* _What to work on_
Copy the data exactly.

* _Provided records_
PR #615, opened 2026-07-14
fix(newsletters): keep shared list on membership switch (NPPM-3000)

dkoo:
### All Submissions:

When a reader switches between two WooCommerce Memberships plans that grant a **shared** newsletter Subscription List (e.g. a monthly and an annual premium newsletter that both apply a common "member" list/tag), the shared list was being lost from the reader's ESP contact (observed on Mailchimp for HKFP).

Root cause: on a switch, activating the new plan adds its lists (diffed against the reader's current lists, so the already-present shared list is skipped) while deactivating the old plan removes **all** of that plan's lists — including the shared one — with no check for whether the reader still qualifies for it via the now-active plan. Depending on the order the two membership hooks fire, the shared list gets added then immediately removed.

This PR makes `remove_user_from_lists()` exclude any list the reader still has access to through **another active membership**, so switching between plans that share a list no longer strips the shared list. The outcome is now independent of the order in which the add/remove membership hooks fire.

Closes NPPM-3000.

#### Automated:
1. Run the newsletters PHP tests: from `plugins/newspack-newsletters`, `n test-php --filter NPPM_3000_Membership_Switch_Ordering_Test`.
   - The new test `test-nppm-3000-membership-switch-ordering.php` sets up two membership plans that share a Subscription List and drives a monthly→annual switch in the reported (add-then-remove) order.
   - It asserts the shared list survives and passes only with this fix. A companion test confirms the remove-then-add ordering already preserved the list.
2. Run the full suite from `plugins/newspack-newsletters`: `n test-php` — should be green (no regressions).

#### Manual (Mailchimp + WC Memberships + WC Subscriptions site):

3. Configure two premium-newsletter membership plans (e.g. monthly and annual) that each tie the reader to a **shared** Subscription List plus one unique list per plan.
4. As a reader, purchase the monthly product; confirm in Mailchimp you receive the shared list/tag and the monthly-only one.
5. Switch the subscription to the annual product.
6. Confirm in Mailchimp the reader now has the annual-only list/tag **and still has the shared list/tag**, and no longer has the monthly-only one.
7. Regression: cancel a lone membership (reader has no other active membership granting the shared list) and confirm the shared list is correctly removed.

### Other information:


dkoo:
Self-review turned up a regression the original fix introduced, so I've pushed three follow-up commits.

**The problem.** The first version excluded still-granted lists from `$lists_to_remove` *before* the deactivation-history snapshot was taken. When a shared list was the only one of a plan's lists the reader was subscribed to, that snapshot got saved empty — and `add_user_to_lists()` treats an empty history as "no restriction," re-adding every plan list on the next reactivation. So a reader who had opted out of a plan's secondary newsletter would be silently re-subscribed to it on a subscription renewal (pause → reactivate). Reproduced against a local env: moving the snapshot back to its old position brings the bug back.

**The fix** (`83f3676`): take the subscribed-lists snapshot from the full plan list first, then apply the still-granted exclusion only to what's actually sent to the ESP. That keeps both the shared-list fix and an accurate deactivation history. Added a regression test (`test_optout_list_survives_membership_pause_reactivate`) that fails on the old ordering and passes now.

Two smaller follow-ups:
- `1326874` — documents the ordering assumption: the exclusion is order-independent when the new plan is active as the old one deactivates (the reported flow); a deactivate-first ordering still leans on the re-add path, which doesn't cover post-checkout signup-modal lists.
- `e66e4fa` — review nits: an `instanceof` guard in the new helper, the test's `set_post_status_raw` moved from a global function to a private method, a mock default so `get_content_restriction_rules()` always returns an array, and a clearer docblock on the remove-before-add control test.

Full newsletters suite green (494 tests).

dkoo:
Passed multiple rounds of agentic review, fixes an active bug in production now. Merging.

* _Response to this task_
PR #615, opened 2026-07-14
fix(newsletters): keep shared list on membership switch (NPPM-3000)

dkoo:
### All Submissions:

When a reader switches between two WooCommerce Memberships plans that grant a **shared** newsletter Subscription List (e.g. a monthly and an annual premium newsletter that both apply a common "member" list/tag), the shared list was being lost from the reader's ESP contact (observed on Mailchimp for HKFP).

Root cause: on a switch, activating the new plan adds its lists (diffed against the reader's current lists, so the already-present shared list is skipped) while deactivating the old plan removes **all** of that plan's lists — including the shared one — with no check for whether the reader still qualifies for it via the now-active plan. Depending on the order the two membership hooks fire, the shared list gets added then immediately removed.

This PR makes `remove_user_from_lists()` exclude any list the reader still has access to through **another active membership**, so switching between plans that share a list no longer strips the shared list. The outcome is now independent of the order in which the add/remove membership hooks fire.

Closes NPPM-3000.

#### Automated:
1. Run the newsletters PHP tests: from `plugins/newspack-newsletters`, `n test-php --filter NPPM_3000_Membership_Switch_Ordering_Test`.
   - The new test `test-nppm-3000-membership-switch-ordering.php` sets up two membership plans that share a Subscription List and drives a monthly→annual switch in the reported (add-then-remove) order.
   - It asserts the shared list survives and passes only with this fix. A companion test confirms the remove-then-add ordering already preserved the list.
2. Run the full suite from `plugins/newspack-newsletters`: `n test-php` — should be green (no regressions).

#### Manual (Mailchimp + WC Memberships + WC Subscriptions site):

3. Configure two premium-newsletter membership plans (e.g. monthly and annual) that each tie the reader to a **shared** Subscription List plus one unique list per plan.
4. As a reader, purchase the monthly product; confirm in Mailchimp you receive the shared list/tag and the monthly-only one.
5. Switch the subscription to the annual product.
6. Confirm in Mailchimp the reader now has the annual-only list/tag **and still has the shared list/tag**, and no longer has the monthly-only one.
7. Regression: cancel a lone membership (reader has no other active membership granting the shared list) and confirm the shared list is correctly removed.

### Other information:


dkoo:
Self-review turned up a regression the original fix introduced, so I've pushed three follow-up commits.

**The problem.** The first version excluded still-granted lists from `$lists_to_remove` *before* the deactivation-history snapshot was taken. When a shared list was the only one of a plan's lists the reader was subscribed to, that snapshot got saved empty — and `add_user_to_lists()` treats an empty history as "no restriction," re-adding every plan list on the next reactivation. So a reader who had opted out of a plan's secondary newsletter would be silently re-subscribed to it on a subscription renewal (pause → reactivate). Reproduced against a local env: moving the snapshot back to its old position brings the bug back.

**The fix** (`83f3676`): take the subscribed-lists snapshot from the full plan list first, then apply the still-granted exclusion only to what's actually sent to the ESP. That keeps both the shared-list fix and an accurate deactivation history. Added a regression test (`test_optout_list_survives_membership_pause_reactivate`) that fails on the old ordering and passes now.

Two smaller follow-ups:
- `1326874` — documents the ordering assumption: the exclusion is order-independent when the new plan is active as the old one deactivates (the reported flow); a deactivate-first ordering still leans on the re-add path, which doesn't cover post-checkout signup-modal lists.
- `e66e4fa` — review nits: an `instanceof` guard in the new helper, the test's `set_post_status_raw` moved from a global function to a private method, a mock default so `get_content_restriction_rules()` always returns an array, and a clearer docblock on the remove-before-add control test.

Full newsletters suite green (494 tests).

dkoo:
Passed multiple rounds of agentic review, fixes an active bug in production now. Merging.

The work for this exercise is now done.